Until that point, Risu had never really thought of herself as being on anyone's side in this conflict, let alone somebody's rival. She wasn't even completely sure which team she was meant to be on, other than it being the opposite one from the Lairds'.
"So are you both just Bonders by default?" asked Smith. "Or have you got some philosophical claptrap to back up that position?"
There was a glint of menace in Smith's guyliner-ringed eyes, now that he wasn't so helpless. Even though he was no longer upside down, his dated-looking fauxhawk haircut remained upright. His choice of outfit suggested that Smith stopped updating his wardrobe not long after The Black Parade was released.
Jairuzu gingerly pulled up a one-seater armchair across from him. "We act only in the best interests of the cosmos," he offered.
"Well, is that so?" said Smith. "Coulda sworn I've heard that line a few times before. Of course..."
"Mephisting! Baal sack! Beteljizz! Lucifurries!" blurted Wesson. He was more gaunt than Smith but he was conventionally more handsome—that is, if one could look past him being possibly enthralled by lesser demons. He had that young Johnny Depp thing going, all greasy, center-parted hair and scruffy goatee. He had ECCE tattooed on his right knuckles and HOMO on the left ones.
Smith scowled at his brother. "As I was saying... What really matters is: who gets to determine what the universe's best interests are?"
He went on to narrate one sob story after the next, recounting the Laird family's parade of miseries. During a camping trip, Smith and Wesson witnessed their mother being sacrificed to the Obsidian Sheep in the Forest with its Infinite Spawn, by no less than their step-dad. Then they were shipped off to an insane magickal boot camp in the Himalayas with almost no supervision. After that, they were kidnapped by agents of Cutlass Industries, corporate rivals of their biological father, arms magnate R.Z. Baron-Stross. While escaping capture, they somehow managed to steal a vintage Pontiac Firebird, which they drove around America as freelance exorcists for hire.
With such a harrowing backstory, it was possible to understand why they were Releasers. Perhaps letting Yg-Turazoth show up to obliterate everything might not be such a terrible alternative.
Enemy or not, Smith had made himself vulnerable. Jairuzu felt he owed it to the young man to demonstrate the same kind of openness. He admitted to feeling like a cliche: an ageing tail-end Baby Boomer, refusing to let his post-Millennial student realize just how overwhelmed he is. Though he had years of experience dealing with the paranormal, the vast scope of the Longest Gloom scenario left him near despair. Nevertheless, he would continue to oppose any efforts to let Yg-Turazoth into this world.
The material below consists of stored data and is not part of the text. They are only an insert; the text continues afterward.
PR #2998, opened 2024-09-26
RHCLOUD-35435 | refactor: remove Kessel's Relations bean producer

MikelAlejoBR:
The Kessel team has updated the Relations' bean producer and it now produces "@ApplicationScoped" beans which are mockable in tests, so we no longer need to have our own producer for that particular bean.

## Jira ticket
[[RHCLOUD-35435]](https://issues.redhat.com/browse/RHCLOUD-35435)


gwenneg (approved):
LGTM

PR #787, opened 2025-09-01
homesteader port

Lioneliuss:
## About The Pull Request

ports https://github.com/GeneralPantsuIsBadAtCoding/Azure-Peak/pull/3172

## Testing Evidence

it works, i tested.
image
image

## Why It's Good For The Game
more stuff stolen from azure yippie


necti-dev:
Awful feature

FreeStylaLT:
> not really a fan of this, I can't really tell why this would be good for the game baseline and all I can see it doing is detracting from other towner roles because it can just level up better than them the original PR on azure was 10:19 downvoted btw

That was because the PR initially removed nearly every other towner role (Except Hunter, Barber & Witch iirc) so this one would replace them. They're better than any other towner barring those exceptions because they were meant to replace them all, but people liked the idea of playing a guy named "Cheesemaker" and doing nothing but making cheese for 3 hours, so the other roles were conceded to remain.

Either way though, up to you guys. The names are funny, and I don't think any individual towner role can fill 3 hours of round content on its own, hence why I opted for a sandbox role that can bounce between activities and has all the gear to do anything they'd want.

PR #788, opened 2025-09-01
lunacy embracer faith adjustments

Lioneliuss:
## About The Pull Request

makes lunacy embracers dendorite or graggarite only
warns you about the change in the role description
spawns them with a dendorite amulet on the neck

## Testing Evidence

https://github.com/user-attachments/assets/77b2f1a8-b41e-4d6a-a8e8-bd91c4f2c8f4

## Why It's Good For The Game
makes the roles description true
shouldve been done a long time ago if im being honest, OR changed the roles description

### DIFF
--- a/code/modules/jobs/job_types/roguetown/adventurer/types/wretch/lunacyembracer.dm
+++ b/code/modules/jobs/job_types/roguetown/adventurer/types/wretch/lunacyembracer.dm
@@ -20,6 +20,8 @@
 	ADD_TRAIT(H, TRAIT_WOODWALKER, TRAIT_GENERIC)
 	ADD_TRAIT(H, TRAIT_HERESIARCH, TRAIT_GENERIC)
 
+	neck = /obj/item/clothing/neck/roguetown/psicross/dendor
+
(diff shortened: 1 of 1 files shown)


zVineatic:
I think some deity limitations are okay with some roles, exactly for this one. Can you imagine an astratan lunacy embracer? I can't. But limiting the role to a SINGLE deity is a bit too much I think. I would say they are fine with being graggarites alongside dendorites as well.

CandleJaxx:
let 'em be abyssor or dendor, locking 'em feels silly

pengisbungholius:
probably an overall good change as is though, a malum worshipping lunacy embracer would be quite strange? really just about no matter how you swing it.

lunacy embracers get woodwalker and legendary(?) farming (both seemingly because of the implied denor worship), they should probably remain locked to dendor or have whatever whitelisted gods change that to a more fitting skill (like, adding fishing 2 if you're an abyssor lunacy embracer) instead of just allowing gods in a list without changing or checking for what the player picks

Lioneliuss:
fine ill add fraggar

roarbark:
lock them, they'll be absolutely awful to balance should we ever touch any miracles at all

PR #793, opened 2025-09-02
Recall changes

Lioneliuss:
## About The Pull Request

Makes recall require an open mouth to cast (no actual spell, i couldnt get it to work proper)
While casting recall, you now emit smoke. Why?.. Because you disappear in a big cloud of smoke i guess, the real reason is making it more obvious youre casting it

## Testing Evidence

https://github.com/user-attachments/assets/1788aa10-07dc-4bff-bf30-dde4714ee30b

## Why It's Good For The Game
Balance, recall used to be a free get out of jail card with very little signs youre casting it besides a small message in chat and a progress bar, and also made it physically impossible to capture any mage that had it, as if you left them for literally 15 seconds they would be GONE.

### DIFF
--- a/code/game/objects/effects/temporary_visuals/miscellaneous.dm
+++ b/code/game/objects/effects/temporary_visuals/miscellaneous.dm
@@ -467,3 +467,36 @@
 	else
 		return INITIALIZE_HINT_QDEL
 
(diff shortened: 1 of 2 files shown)


Lioneliuss:
screenshot provided as the video may not load
image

"That felt good, man," said Smith. "It was great to finally sit down and talk to someone from the other side, you know? You both seem like you're on the right path, except for one tiny mistake."
"And that is...?" asked Jairuzu.
"Giving us a chance," said Wesson.
All of a sudden, a bullet ripped through the back-rest of the armchair Jairuzu was sitting in. It pierced through his upper back and exited from his torso. While Risu and Jairuzu had been distracted by Smith's rambling, Wesson had used telekinesis to move the gun —a vintage Remington Model 51, cursed by notorious mobster "Uncle Sal" Bianchi — right into position.
Risu rushed to stabilize Jairuzu but she knew it was probably too late. She desperately tried to stay calm enough to revive her sensei. As she did that, Smith and Wesson got up and hastily opened a dimensional portal, right above the coffee table.
Wesson hurried into the portal, shouting "Fiat dendo, bitches!"
"Well, it was nice meeting you!" said Smith, just before he fled. "We should really do this again some time."
The portal stayed open even after the Laird brothers had disappeared into it. Risu knew they were probably baiting her. But with Jairuzu quickly bleeding out, she knew this was her only chance. She dashed into the portal just before it faded.